Can a variac be used to maintain constant voltage?


Hi: I amusing a variac to control the power going to our Threshold S/500 II. Over the past year that I have had the amplifier connected I have only had to adjust the variac voltage within +/- 1 volts perhaps thrice in order to maintain a constant 120 volts. I simply wonder if in fact the variac is designed to maintain a consistent voltage despite incoming voltage swings. I read one forum thread in which a member stated that a variac can not compensate for swings in incoming voltage, for instance if the incoming voltage is 125 volts, the variac will swing to 125 volts despite having the set the dial to a constant 120 volts. Thank you for your assistance.
somut

Showing 2 responses by kijanki

There are also Constant Voltage Transformers based on transformer saturation effect http://www.lenco-elect.com/constant_voltage.htm

The problem with them is poor efficiency and often some distortions of the sinewave.

Even if your voltage changes by 10%, your amp has, most likely some form of feedback making it regulated. Only max peaks will be affected and only if voltage drops. Lets assume drop of 10% making drop in available (peak) power of 20% it will change perceived loudness only by 5%. Just set your loudness not higher than 95% (to prevent clipping) and regulation will take care of the rest. Preamps, CDPs etc are all regulated.
Perceived loudness = k^(1/3.5) where k is ratio of powers.

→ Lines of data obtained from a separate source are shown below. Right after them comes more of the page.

PR #1321, opened 2022-10-20
Correct macOS ARM64 CPython 3.8 handling

altendky:


cibuildwheel/macos.py
```diff
@@ -207,10 +207,6 @@ def setup_python(
         )
         sys.exit(1)
 
-    # Set MACOSX_DEPLOYMENT_TARGET to 10.9, if the user didn't set it.
-    # PyPy defaults to 10.7, causing inconsistencies if it's left unset.
```
henryiii, line 211: Actually, pypy is now 10.10, so this is no longer required. We could probably drop the whole thing if we wanted. Though not all builders know to check the version Python was built with and take a maximum of the two.

cibuildwheel/resources/build-platforms.toml
```diff
@@ -76,8 +76,8 @@ python_configurations = [
   { identifier = "cp36-macosx_x86_64", version = "3.6", url = "https://www.python.org/ftp/python/3.6.8/python-3.6.8-macosx10.9.pkg" },
   { identifier = "cp37-macosx_x86_64", version = "3.7", url = "https://www.python.org/ftp/python/3.7.9/python-3.7.9-macosx10.9.pkg" },
   { identifier = "cp38-macosx_x86_64", version = "3.8", url = "https://www.python.org/ftp/python/3.8.10/python-3.8.10-macosx10.9.pkg" },
-  { identifier = "cp38-macosx_arm64", version = "3.8", url = "https://www.python.org/ftp/python/3.8.10/python-3.8.10-macosx10.9.pkg" },
-  { identifier = "cp38-macosx_universal2", version = "3.8", url = "https://www.python.org/ftp/python/3.8.10/python-3.8.10-macosx10.9.pkg" },
+  { identifier = "cp38-macosx_arm64", version = "3.8", url = "https://www.python.org/ftp/python/3.8.10/python-3.8.10-macos11.pkg" },
+  { identifier = "cp38-macosx_universal2", version = "3.8", url = "https://www.python.org/ftp/python/3.8.10/python-3.8.10-macos11.pkg" },
```
henryiii, line 80: This can't be changed. It's quite intentional. You can't build Universal 10.9 from the experimental ARM installers.

altendky: Just the `universal2` can't change?  Or the `arm64` as well.

altendky:
Since it seems I may or may not be going down a bad path, let me do what I should have done first and describe my scenario.  I was trying to expand my build matrix to include macOS ARM64 CPython 3.8.  I got a weird error where CMake was seemingly unable to find the GMP library for 3.8 while it worked fine in 3.9.  Eventually I realized that the Python in use was built for x86_64 only, or at least that's how I interpreted [`CONFIGURE_CFLAGS = "-arch x86_64 -g"`](https://github.com/Chia-Network/chiavdf/actions/runs/3289712847/jobs/5424696839#step:6:183).  Digging around I ended up back here noticing that the ARM64 and Universal2 options are both using the Intel installer.

Maybe I'm jumping too far ahead of what you wrote, but if you can't build a Universal2 for 3.8, should there be an error for that instead of just using the Intel Python build?  Or is the expectation that the Intel Python can 'cross' build the universal?

Though my actual need is the arm64 as we already have x86_64 wheels for macOS CPython 3.8.  So, am I onto anything here with this PR?  Or does it show I don't know what's going on and need to go back to my own builds to understand the issue.

joerick:
@altendky See https://github.com/pypa/cibuildwheel/issues/1278 for discussion of this.

The TLDR is this- on the different versions of CPython 3.8, you can only have one installed at once. So (at least currently), all the 3.8 URLs have to match, so we install the most compatible one, that goes back to macOS 10.9, but this installer is available for x86_64 only. It can cross-compile arm64 wheels. This is fine for simple C extensions, but for more complicated builds on arm64 it becomes an issue.

The current workaround works like this- if you're building arm64 wheels on a arm64 runner, before invoking cibuildwheel, install the universal2 version of Python on your runner, something like-

```
curl -o /tmp/Python38.pkg https://www.python.org/ftp/python/3.8.10/python-3.8.10-macos11.pkg
sudo installer -pkg /tmp/Python38.pkg -target /
```

Then cibuildwheel will detect that it's installed and use it instead. However, you probably don't want to build x86_64 wheels on this Python, unless you're happy with them being macOS 11+.

altendky:
Thanks so much for the explanation and sorry for the detour with this PR.  I think it will be fine for us to do Intel on the Intel runners and arm on the arm, so the preinstall suggestion should work fine.

PR #1322, opened 2022-10-21
Tweak default mac repair cmd: use delocate-wheel verbose flag instead of extra listdeps command

ankith26:
Minor PR to make a small tweak to cibuildwheels default mac wheel repair command. Instead of having to call `delocate-listdeps` separately, `delocate-wheel` can be invoked with a verbose flag, and this should print very similar information to the previous extra command.

### DIFF
--- a/docs/faq.md
+++ b/docs/faq.md
@@ -323,18 +323,17 @@ To work around this, use a different environment variable such as `REPAIR_LIBRAR
 
     ```yaml
     CIBW_REPAIR_WHEEL_COMMAND_MACOS: >
-        DYLD_LIBRARY_PATH=$REPAIR_LIBRARY_PATH delocate-listdeps {wheel} &&
-        DYLD_LIBRARY_PATH=$REPAIR_LIBRARY_PATH delocate-wheel --require-archs {delocate_archs} -w {dest_dir} {wheel}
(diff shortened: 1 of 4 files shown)


docs/faq.md
```diff
@@ -323,18 +323,17 @@ To work around this, use a different environment variable such as `REPAIR_LIBRAR
...
     ```toml
     [tool.cibuildwheel.macos]
-    repair-wheel-command = [
-        "DYLD_LIBRARY_PATH=$REPAIR_LIBRARY_PATH delocate-listdeps {wheel}",
-        "DYLD_LIBRARY_PATH=$REPAIR_LIBRARY_PATH delocate-wheel --require-archs {delocate_archs} -w {dest_dir} {wheel}"
-    ]
+    repair-wheel-command = """\
+    DYLD_LIBRARY_PATH=$REPAIR_LIBRARY_PATH delocate-wheel \
+    --require-archs {delocate_archs} -w {dest_dir} -v {wheel}\
+    """
```
joerick, line 336: The line split here makes sense as it's a much longer line i think

joerick (approved):
Thanks for this, it looks good to me. Nice to simplify the command a bit.

PR #1324, opened 2022-10-21
Fix #1161 - stdout is line-buffered during command execution

### LINKED ISSUE #1161: Stderr on docker run at the top
Currently, stdout is captured and placed in the error. But stderr is not, so it's displayed inline. `CalledProcessError` does support stderr too, so should we do the same thing with stderr? (Not sure I'm a big fan of separating stderr and stdout, sometimes they might be best in the original order).

Thoughts?

joerick:
Fix #1161 - making stdout line-buffered.

I can't think how to add a unit test for this because capfd keeps stdout and stderr separately. But on my machine, this-

```
python -m test.test_projects test.test_0_basic.basic_project /tmp/basic_project
(cd /tmp/basic_project && CIBW_BEFORE_BUILD="python -uc 'import sys, time; print(1, file=sys.stdout); time.sleep(0.1); print(2, file=sys.stderr)'" cibuildwheel --platform linux)
```

Prints 

```
2
1
```

before this PR and ...
```
1
2
```
after.

### DIFF
--- a/cibuildwheel/oci_container.py
+++ b/cibuildwheel/oci_container.py
@@ -303,9 +303,11 @@ class OCIContainer:
                 return_code = int(return_code_str)
                 # add the last line to output, without the footer
                 output_io.write(line[0:footer_offset])
+                output_io.flush()
                 break
             else:
                 output_io.write(line)
+                output_io.flush()
 
         if isinstance(output_io, io.BytesIO):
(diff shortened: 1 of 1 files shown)


henryiii (approved):
There should be no harm, so maybe let's get this in before release?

Regulator will make it worse, in my opinion, since amplifier's supply current is in form of narrow spikes of high amplitude causing voltage drops - unless you use greatly oversized transformer or device that provides line AND load regulation.
That would be good application. They also bring supply voltage to regulation range of electronics in case of wide variations (constantly too low or too high).